What is needed
Every record below is to be reproduced exactly.
(Beginning of Input for this task)
PR #329, opened 2024-10-03
[REG-2064] Manually write files on OSX platforms

vontell:
I'm not very happy with this PR... I cannot determine if it fixes the original issue because while we were able to reproduce the bug on Wednesday afternoon, as of Thursday I was **not** able to reproduce the issue... Also, this works as expected when in the editor, but in the build, the sequence is not created correctly (the segments and sequence are not created). I have a feeling that the build issue is unrelated to this particular PR.

I am opening this as a draft and would like to chat with @batu and @addisonbgross about this perhaps?

UPDATE (Oct 8th, Mon afternoon) - I've now updated this to use the File.Copy function, but once again, I won't be able to determine if this fix works until we try it out with the user.

### DIFF
--- a/src/gg.regression.unity.bots/Runtime/Scripts/StateRecorder/ScreenRecorder.cs
+++ b/src/gg.regression.unity.bots/Runtime/Scripts/StateRecorder/ScreenRecorder.cs
@@ -333,7 +333,7 @@ namespace RegressionGames.StateRecorder
                     {
                         var sourcePath = botSegmentsDirectoryPrefix + "/" + segmentFile;
                         var destinationPath = segmentResourceDirectory + "/" + segmentFile;
-                        await File.WriteAllBytesAsync(destinationPath, await File.ReadAllBytesAsync(sourcePath));
+                        File.Copy(sourcePath, destinationPath);
                     }
                     // Then delete the original directory
                     Directory.Delete(botSegmentsDirectoryPrefix, true);
--- a/src/gg.regression.unity.bots/Runtime/Scripts/StateRecorder/ScreenRecorder.cs
+++ b/src/gg.regression.unity.bots/Runtime/Scripts/StateRecorder/ScreenRecorder.cs
@@ -332,7 +332,7 @@ namespace RegressionGames.StateRecorder
                 // If on a Mac, for some weird reason, .Move will fail for project paths that have spaces. We predict
                 // that downstream, something is happening where the space is not properly handled in Unix commands. 
                 // Unfortunately, we could only reproduce this once, but this change should fix it. On Mac, we instead
-                // read and write the files by hand, and avoid any move operations.
+                // use the File.Copy function.
                 if (Application.platform == RuntimePlatform.OSXEditor || Application.platform == RuntimePlatform.OSXPlayer)
                 {
                     Directory.CreateDirectory(segmentResourceDirectory); // Since we aren't moving, we need to create the directory
--- a/src/gg.regression.unity.bots/Runtime/Scripts/StateRecorder/ScreenRecorder.cs
+++ b/src/gg.regression.unity.bots/Runtime/Scripts/StateRecorder/ScreenRecorder.cs
@@ -322,8 +322,28 @@ namespace RegressionGames.StateRecorder
                 // So we can safely create this without interfering with the .Move command right below.
                 Directory.CreateDirectory(Path.GetDirectoryName(segmentResourceDirectory));
 
-                // move the directory (this also deletes the source directory)
-                Directory.Move(botSegmentsDirectoryPrefix, segmentResourceDirectory);
+                // If on a Mac, for some weird reason, .Move will fail for project paths that have spaces. We predict
+                // that downstream, something is happening where the space is not properly handled in Unix commands. 
+                // Unfortunately, we could only reproduce this once, but this change should fix it. On Mac, we instead
+                // read and write the files by hand, and avoid any move operations.
+                if (Application.platform == RuntimePlatform.OSXEditor || Application.platform == RuntimePlatform.OSXPlayer)
+                {
+                    Directory.CreateDirectory(segmentResourceDirectory); // Since we aren't moving, we need to create the directory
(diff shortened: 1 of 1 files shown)


src/gg.regression.unity.bots/Runtime/Scripts/StateRecorder/ScreenRecorder.cs
```diff
@@ -322,8 +322,28 @@ private async Task MoveSegmentsToProject(string botSegmentsDirectoryPrefix)
                 // So we can safely create this without interfering with the .Move command right below.
                 Directory.CreateDirectory(Path.GetDirectoryName(segmentResourceDirectory));
 
-                // move the directory (this also deletes the source directory)
-                Directory.Move(botSegmentsDirectoryPrefix, segmentResourceDirectory);
+                // If on a Mac, for some weird reason, .Move will fail for project paths that have spaces. We predict
+                // that downstream, something is happening where the space is not properly handled in Unix commands. 
+                // Unfortunately, we could only reproduce this once, but this change should fix it. On Mac, we instead
+                // read and write the files by hand, and avoid any move operations.
+                if (Application.platform == RuntimePlatform.OSXEditor || Application.platform == RuntimePlatform.OSXPlayer)
```
RG-nAmKcAz, line 329: You should only need OSXPlayer as this code is run in the context of the game playing, not an editor script

src/gg.regression.unity.bots/Runtime/Scripts/StateRecorder/ScreenRecorder.cs
```diff
@@ -322,8 +322,28 @@ private async Task MoveSegmentsToProject(string botSegmentsDirectoryPrefix)
...
+                {
+                    Directory.CreateDirectory(segmentResourceDirectory); // Since we aren't moving, we need to create the directory
+                    foreach (var segmentFile in segmentFiles)
+                    {
+                        var sourcePath = botSegmentsDirectoryPrefix + "/" + segmentFile;
+                        var destinationPath = segmentResourceDirectory + "/" + segmentFile;
+                        await File.WriteAllBytesAsync(destinationPath, await File.ReadAllBytesAsync(sourcePath));
```
RG-nAmKcAz, line 336: why not use `File.Copy` ?

RG-nAmKcAz:
@vontell .. In the production build, this copy operation doesn't happen; so if that's what you're seeing.  That is expected/intentional.

src/gg.regression.unity.bots/Runtime/Scripts/StateRecorder/ScreenRecorder.cs
vontell: Well that's where I get worried... if Directory.Move isn't working, would File.Copy itself not work? I went with what I thought was the safest option... I am fine with File.Copy but I have no idea if it suffers from the same issue. Technically this too might not be safe.

src/gg.regression.unity.bots/Runtime/Scripts/StateRecorder/ScreenRecorder.cs
vontell: Ah thank you

src/gg.regression.unity.bots/Runtime/Scripts/StateRecorder/ScreenRecorder.cs
RG-nAmKcAz: I would definitely use File.Copy as it uses streams and copies small byte buffers at a time instead of reading the full file into memory.  Not that these files are huge, but it is better practice.

It sounds like your real concern is that the recreate is un-reliable.

src/gg.regression.unity.bots/Runtime/Scripts/StateRecorder/ScreenRecorder.cs
vontell: @RG-nAmKcAz After some testing, when running in the editor as the game is playing, the platform is indeed `RuntimePlatform.OSXEditor`, not `RuntimePlatform.OSXPlayer`, so I have to keep this here. It is OSXEditor even if not an editor script.

src/gg.regression.unity.bots/Runtime/Scripts/StateRecorder/ScreenRecorder.cs
vontell: Changed it to File.Copy, but yes my concern is not only that the recreate is unreliable, it's not possible at all 😆 I am making this change but I will not know if this fixes anything until we have the user try it out.

I tried to dig into the Mono source code, but as expected it eventually calls into some native libraries so I can't really inspect **why** Directory.Move wouldn't work, and how different it is from File.Copy. But anyways, this is at least different enough to try out.

vontell:
> @vontell .. In the production build, this copy operation doesn't happen; so if that's what you're seeing. That is expected/intentional.

Can you elaborate on this? Because this code here (line 309) does have a path to save the latest recording to the persistentDataPath if running in a production build - can that be removed? Since I saw that, I assumed that it was possible (and I can't seem to find the conditional that would stop this method from running in builds).

The bug I was seeing was actually something else I believe (I can't get sequences to be edited or saved in builds) so I'll move that convo to Slack / another ticket.

RG-nAmKcAz:
> > @vontell .. In the production build, this copy operation doesn't happen; so if that's what you're seeing. That is expected/intentional.
> 
> Can you elaborate on this? Because this code here (line 309) does have a path to save the latest recording to the persistentDataPath if running in a production build - can that be removed? Since I saw that, I assumed that it was possible (and I can't seem to find the conditional that would stop this method from running in builds).
> 
> The bug I was seeing was actually something else I believe (I can't get sequences to be edited or saved in builds) so I'll move that convo to Slack / another ticket.

It doesn't copy INTO the project.  It copies to the persistent data path.  That is also where bot sequences are saved from the editor in production builds.  IOW.  The issues you're seeing there are probably related.

RG-nAmKcAz (approved):

addisonbgross (approved):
(End of Input for this task)
Output
PR #329, opened 2024-10-03
[REG-2064] Manually write files on OSX platforms

vontell:
I'm not very happy with this PR... I cannot determine if it fixes the original issue because while we were able to reproduce the bug on Wednesday afternoon, as of Thursday I was **not** able to reproduce the issue... Also, this works as expected when in the editor, but in the build, the sequence is not created correctly (the segments and sequence are not created). I have a feeling that the build issue is unrelated to this particular PR.

I am opening this as a draft and would like to chat with @batu and @addisonbgross about this perhaps?

UPDATE (Oct 8th, Mon afternoon) - I've now updated this to use the File.Copy function, but once again, I won't be able to determine if this fix works until we try it out with the user.

### DIFF
--- a/src/gg.regression.unity.bots/Runtime/Scripts/StateRecorder/ScreenRecorder.cs
+++ b/src/gg.regression.unity.bots/Runtime/Scripts/StateRecorder/ScreenRecorder.cs
@@ -333,7 +333,7 @@ namespace RegressionGames.StateRecorder
                     {
                         var sourcePath = botSegmentsDirectoryPrefix + "/" + segmentFile;
                         var destinationPath = segmentResourceDirectory + "/" + segmentFile;
-                        await File.WriteAllBytesAsync(destinationPath, await File.ReadAllBytesAsync(sourcePath));
+                        File.Copy(sourcePath, destinationPath);
                     }
                     // Then delete the original directory
                     Directory.Delete(botSegmentsDirectoryPrefix, true);
--- a/src/gg.regression.unity.bots/Runtime/Scripts/StateRecorder/ScreenRecorder.cs
+++ b/src/gg.regression.unity.bots/Runtime/Scripts/StateRecorder/ScreenRecorder.cs
@@ -332,7 +332,7 @@ namespace RegressionGames.StateRecorder
                 // If on a Mac, for some weird reason, .Move will fail for project paths that have spaces. We predict
                 // that downstream, something is happening where the space is not properly handled in Unix commands. 
                 // Unfortunately, we could only reproduce this once, but this change should fix it. On Mac, we instead
-                // read and write the files by hand, and avoid any move operations.
+                // use the File.Copy function.
                 if (Application.platform == RuntimePlatform.OSXEditor || Application.platform == RuntimePlatform.OSXPlayer)
                 {
                     Directory.CreateDirectory(segmentResourceDirectory); // Since we aren't moving, we need to create the directory
--- a/src/gg.regression.unity.bots/Runtime/Scripts/StateRecorder/ScreenRecorder.cs
+++ b/src/gg.regression.unity.bots/Runtime/Scripts/StateRecorder/ScreenRecorder.cs
@@ -322,8 +322,28 @@ namespace RegressionGames.StateRecorder
                 // So we can safely create this without interfering with the .Move command right below.
                 Directory.CreateDirectory(Path.GetDirectoryName(segmentResourceDirectory));
 
-                // move the directory (this also deletes the source directory)
-                Directory.Move(botSegmentsDirectoryPrefix, segmentResourceDirectory);
+                // If on a Mac, for some weird reason, .Move will fail for project paths that have spaces. We predict
+                // that downstream, something is happening where the space is not properly handled in Unix commands. 
+                // Unfortunately, we could only reproduce this once, but this change should fix it. On Mac, we instead
+                // read and write the files by hand, and avoid any move operations.
+                if (Application.platform == RuntimePlatform.OSXEditor || Application.platform == RuntimePlatform.OSXPlayer)
+                {
+                    Directory.CreateDirectory(segmentResourceDirectory); // Since we aren't moving, we need to create the directory
(diff shortened: 1 of 1 files shown)


src/gg.regression.unity.bots/Runtime/Scripts/StateRecorder/ScreenRecorder.cs
```diff
@@ -322,8 +322,28 @@ private async Task MoveSegmentsToProject(string botSegmentsDirectoryPrefix)
                 // So we can safely create this without interfering with the .Move command right below.
                 Directory.CreateDirectory(Path.GetDirectoryName(segmentResourceDirectory));
 
-                // move the directory (this also deletes the source directory)
-                Directory.Move(botSegmentsDirectoryPrefix, segmentResourceDirectory);
+                // If on a Mac, for some weird reason, .Move will fail for project paths that have spaces. We predict
+                // that downstream, something is happening where the space is not properly handled in Unix commands. 
+                // Unfortunately, we could only reproduce this once, but this change should fix it. On Mac, we instead
+                // read and write the files by hand, and avoid any move operations.
+                if (Application.platform == RuntimePlatform.OSXEditor || Application.platform == RuntimePlatform.OSXPlayer)
```
RG-nAmKcAz, line 329: You should only need OSXPlayer as this code is run in the context of the game playing, not an editor script

src/gg.regression.unity.bots/Runtime/Scripts/StateRecorder/ScreenRecorder.cs
```diff
@@ -322,8 +322,28 @@ private async Task MoveSegmentsToProject(string botSegmentsDirectoryPrefix)
...
+                {
+                    Directory.CreateDirectory(segmentResourceDirectory); // Since we aren't moving, we need to create the directory
+                    foreach (var segmentFile in segmentFiles)
+                    {
+                        var sourcePath = botSegmentsDirectoryPrefix + "/" + segmentFile;
+                        var destinationPath = segmentResourceDirectory + "/" + segmentFile;
+                        await File.WriteAllBytesAsync(destinationPath, await File.ReadAllBytesAsync(sourcePath));
```
RG-nAmKcAz, line 336: why not use `File.Copy` ?

RG-nAmKcAz:
@vontell .. In the production build, this copy operation doesn't happen; so if that's what you're seeing.  That is expected/intentional.

src/gg.regression.unity.bots/Runtime/Scripts/StateRecorder/ScreenRecorder.cs
vontell: Well that's where I get worried... if Directory.Move isn't working, would File.Copy itself not work? I went with what I thought was the safest option... I am fine with File.Copy but I have no idea if it suffers from the same issue. Technically this too might not be safe.

src/gg.regression.unity.bots/Runtime/Scripts/StateRecorder/ScreenRecorder.cs
vontell: Ah thank you

src/gg.regression.unity.bots/Runtime/Scripts/StateRecorder/ScreenRecorder.cs
RG-nAmKcAz: I would definitely use File.Copy as it uses streams and copies small byte buffers at a time instead of reading the full file into memory.  Not that these files are huge, but it is better practice.

It sounds like your real concern is that the recreate is un-reliable.

src/gg.regression.unity.bots/Runtime/Scripts/StateRecorder/ScreenRecorder.cs
vontell: @RG-nAmKcAz After some testing, when running in the editor as the game is playing, the platform is indeed `RuntimePlatform.OSXEditor`, not `RuntimePlatform.OSXPlayer`, so I have to keep this here. It is OSXEditor even if not an editor script.

src/gg.regression.unity.bots/Runtime/Scripts/StateRecorder/ScreenRecorder.cs
vontell: Changed it to File.Copy, but yes my concern is not only that the recreate is unreliable, it's not possible at all 😆 I am making this change but I will not know if this fixes anything until we have the user try it out.

I tried to dig into the Mono source code, but as expected it eventually calls into some native libraries so I can't really inspect **why** Directory.Move wouldn't work, and how different it is from File.Copy. But anyways, this is at least different enough to try out.

vontell:
> @vontell .. In the production build, this copy operation doesn't happen; so if that's what you're seeing. That is expected/intentional.

Can you elaborate on this? Because this code here (line 309) does have a path to save the latest recording to the persistentDataPath if running in a production build - can that be removed? Since I saw that, I assumed that it was possible (and I can't seem to find the conditional that would stop this method from running in builds).

The bug I was seeing was actually something else I believe (I can't get sequences to be edited or saved in builds) so I'll move that convo to Slack / another ticket.

RG-nAmKcAz:
> > @vontell .. In the production build, this copy operation doesn't happen; so if that's what you're seeing. That is expected/intentional.
> 
> Can you elaborate on this? Because this code here (line 309) does have a path to save the latest recording to the persistentDataPath if running in a production build - can that be removed? Since I saw that, I assumed that it was possible (and I can't seem to find the conditional that would stop this method from running in builds).
> 
> The bug I was seeing was actually something else I believe (I can't get sequences to be edited or saved in builds) so I'll move that convo to Slack / another ticket.

It doesn't copy INTO the project.  It copies to the persistent data path.  That is also where bot sequences are saved from the editor in production builds.  IOW.  The issues you're seeing there are probably related.

RG-nAmKcAz (approved):

addisonbgross (approved):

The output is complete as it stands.